(EXERCISE REQUIREMENTS) Output the records below again, precisely as they are written.

(Beginning of PROVIDED DATA)

Issue #534, opened 2018-12-08
Error GetFeature with parameter MAP in MapServer and QGIS Server


samtux:
For URLs that include map  parameter, such as path of project Mapserver or QGIS Server, the GetFeature (GET) operation constructs an erroneous request URL. Example:

```python
from owslib.wfs import WebFeatureService

url = "http://visorgeo.ambientebogota.gov.co/map/?map=/geodata/mapserver/mapfiles/calidad_aire/estacion.map"

wfs2 = WebFeatureService(url=url, version="2.0.0") 
wfs2.getGETGetFeatureRequest(typename="ms:estacion")

```
Returns a URL with parameter concatenation error (&?):

http://visorgeo.ambientebogota.gov.co/map/?map=/geodata/mapserver/mapfiles/calidad_aire/estacion.map&?service=WFS&version=2.0.0&request=GetFeature&typenames=ms:estacion

and the request:

```python
wfs2.getfeature(typename="ms:estacion").read()
```
with error:

    '<HTML>\n<HEAD><TITLE>MapServer Message</TITLE></HEAD>\n\n<BODY BGCOLOR="#FFFFFF">\nmapserv(): Web application error. Traditional BROWSE mode requires a TEMPLATE in the WEB section, but none was provided.\n</BODY></HTML>'

The suggested way to improve the use of parameters is to use the Python urlparse library.

https://github.com/geopython/OWSLib/pull/533

Issue #587, opened 2019-07-02
Enable providing and forwarding HTTP headers for endpoints


justb4:
Some OWS endpoint classes allow HTTP Headers via a `headers` dict structure to be passed on creation. For example [WebMapService](https://github.com/geopython/OWSLib/blob/master/owslib/wms.py#L23). But in this case these `headers` are only passed/forwarded when creating a WMS 1.3.0 instance.

For other OWS types like WFS, WMTS and TMS (and probably more) no `headers` can be passed. 

This is needed in cases where a client needs to pass specific  HTTP Header name/values, for example for Authentication via Bearer Token.

justb4:
I can work on this PR upcoming.

cehbrecht:
fixed by PR #613.

PR #612, opened 2019-10-09
WFS 2.0 URL building

geographika:
In WFS 2.0 GetFeature requests currently fail for MapServer URLs containing `?map=path/my.map&`
This is the same issue as #533 - and unfortunately I missed that there was also an open pull request at #534 from @samtux
The approach in this pull request is slightly different - it reuses the `build_get_url` function from utils. 

A few other notes:

- There is a warning about `owslib\util.py:561: DeprecationWarning: cgi.parse_qsl is deprecated, use urllib.parse.parse_qsl instead` so this has been updated
- the WFS GetFeature URL building allowed for the [doseq](https://docs.python.org/3/library/urllib.parse.html#urllib.parse.urlencode)parameter to be used (I'm not sure when this applies to WFS requests, but I added it to avoid any breaking changes). It allows for automatic duplicate keys for sequences e.g.

```python
>>> urllib.urlencode({'keys': [1,2]}, doseq=True)
>>> 'keys=1&keys=2'
>>> urllib.urlencode({'keys': [1,2]}, doseq=False)
>>> 'keys=%5B1%2C+2%5D'
```
- I 've also added tests for the `doseq` and URLs with ampersands

### DIFF
--- a/owslib/feature/__init__.py
+++ b/owslib/feature/__init__.py
@@ -9,6 +9,7 @@ import logging
 
 from urllib.parse import urlencode
 from owslib.crs import Crs
+from owslib.util import log, Authentication, build_get_url
 from owslib.util import Authentication
 from owslib.feature.schema import get_schema
 from owslib.feature.postrequest import PostRequest_1_1_0, PostRequest_2_0_0
@@ -209,7 +210,6 @@ class WebFeatureService_(object):
                 if m.get("type").lower() == method.lower()
             )
         )
-        base_url = base_url if base_url.endswith("?") else base_url + "?"
 
         request = {"service": "WFS", "version": self.version, "request": "GetFeature"}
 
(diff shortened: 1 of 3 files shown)


justb4:
Test fails for same reason as with my PR #587 initially: 
```
tests/test_wfs3_pygeoapi.py::test_wfs3_pygeoapi FAILED
```
has nothing to do with your PR, but a recent change in `pygeoapi` and its demo server used in tests.

geographika:
Pull request rebased onto latest master branch and all tests passing. 

The coveralls check is failing - it reports -0.006% coverage change, but I don't think this is correct - the changes in this pull requests are tested as previously. It also reported -0.2% on another run with the same code. 

I ran into a similar issue on MapServer with small changes between runs. We increased the threshold to 1% to avoid this (see https://github.com/MapServer/MapServer/issues/6223). Maybe OWSLib is also required to have 60% coverage?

(End of PROVIDED DATA)

(COMPLETED TASK)
Issue #534, opened 2018-12-08
Error GetFeature with parameter MAP in MapServer and QGIS Server


samtux:
For URLs that include map  parameter, such as path of project Mapserver or QGIS Server, the GetFeature (GET) operation constructs an erroneous request URL. Example:

```python
from owslib.wfs import WebFeatureService

url = "http://visorgeo.ambientebogota.gov.co/map/?map=/geodata/mapserver/mapfiles/calidad_aire/estacion.map"

wfs2 = WebFeatureService(url=url, version="2.0.0") 
wfs2.getGETGetFeatureRequest(typename="ms:estacion")

```
Returns a URL with parameter concatenation error (&?):

http://visorgeo.ambientebogota.gov.co/map/?map=/geodata/mapserver/mapfiles/calidad_aire/estacion.map&?service=WFS&version=2.0.0&request=GetFeature&typenames=ms:estacion

and the request:

```python
wfs2.getfeature(typename="ms:estacion").read()
```
with error:

    '<HTML>\n<HEAD><TITLE>MapServer Message</TITLE></HEAD>\n\n<BODY BGCOLOR="#FFFFFF">\nmapserv(): Web application error. Traditional BROWSE mode requires a TEMPLATE in the WEB section, but none was provided.\n</BODY></HTML>'

The suggested way to improve the use of parameters is to use the Python urlparse library.

https://github.com/geopython/OWSLib/pull/533

Issue #587, opened 2019-07-02
Enable providing and forwarding HTTP headers for endpoints


justb4:
Some OWS endpoint classes allow HTTP Headers via a `headers` dict structure to be passed on creation. For example [WebMapService](https://github.com/geopython/OWSLib/blob/master/owslib/wms.py#L23). But in this case these `headers` are only passed/forwarded when creating a WMS 1.3.0 instance.

For other OWS types like WFS, WMTS and TMS (and probably more) no `headers` can be passed. 

This is needed in cases where a client needs to pass specific  HTTP Header name/values, for example for Authentication via Bearer Token.

justb4:
I can work on this PR upcoming.

cehbrecht:
fixed by PR #613.

PR #612, opened 2019-10-09
WFS 2.0 URL building

geographika:
In WFS 2.0 GetFeature requests currently fail for MapServer URLs containing `?map=path/my.map&`
This is the same issue as #533 - and unfortunately I missed that there was also an open pull request at #534 from @samtux
The approach in this pull request is slightly different - it reuses the `build_get_url` function from utils. 

A few other notes:

- There is a warning about `owslib\util.py:561: DeprecationWarning: cgi.parse_qsl is deprecated, use urllib.parse.parse_qsl instead` so this has been updated
- the WFS GetFeature URL building allowed for the [doseq](https://docs.python.org/3/library/urllib.parse.html#urllib.parse.urlencode)parameter to be used (I'm not sure when this applies to WFS requests, but I added it to avoid any breaking changes). It allows for automatic duplicate keys for sequences e.g.

```python
>>> urllib.urlencode({'keys': [1,2]}, doseq=True)
>>> 'keys=1&keys=2'
>>> urllib.urlencode({'keys': [1,2]}, doseq=False)
>>> 'keys=%5B1%2C+2%5D'
```
- I 've also added tests for the `doseq` and URLs with ampersands

### DIFF
--- a/owslib/feature/__init__.py
+++ b/owslib/feature/__init__.py
@@ -9,6 +9,7 @@ import logging
 
 from urllib.parse import urlencode
 from owslib.crs import Crs
+from owslib.util import log, Authentication, build_get_url
 from owslib.util import Authentication
 from owslib.feature.schema import get_schema
 from owslib.feature.postrequest import PostRequest_1_1_0, PostRequest_2_0_0
@@ -209,7 +210,6 @@ class WebFeatureService_(object):
                 if m.get("type").lower() == method.lower()
             )
         )
-        base_url = base_url if base_url.endswith("?") else base_url + "?"
 
         request = {"service": "WFS", "version": self.version, "request": "GetFeature"}
 
(diff shortened: 1 of 3 files shown)


justb4:
Test fails for same reason as with my PR #587 initially: 
```
tests/test_wfs3_pygeoapi.py::test_wfs3_pygeoapi FAILED
```
has nothing to do with your PR, but a recent change in `pygeoapi` and its demo server used in tests.

geographika:
Pull request rebased onto latest master branch and all tests passing. 

The coveralls check is failing - it reports -0.006% coverage change, but I don't think this is correct - the changes in this pull requests are tested as previously. It also reported -0.2% on another run with the same code. 

I ran into a similar issue on MapServer with small changes between runs. We increased the threshold to 1% to avoid this (see https://github.com/MapServer/MapServer/issues/6223). Maybe OWSLib is also required to have 60% coverage?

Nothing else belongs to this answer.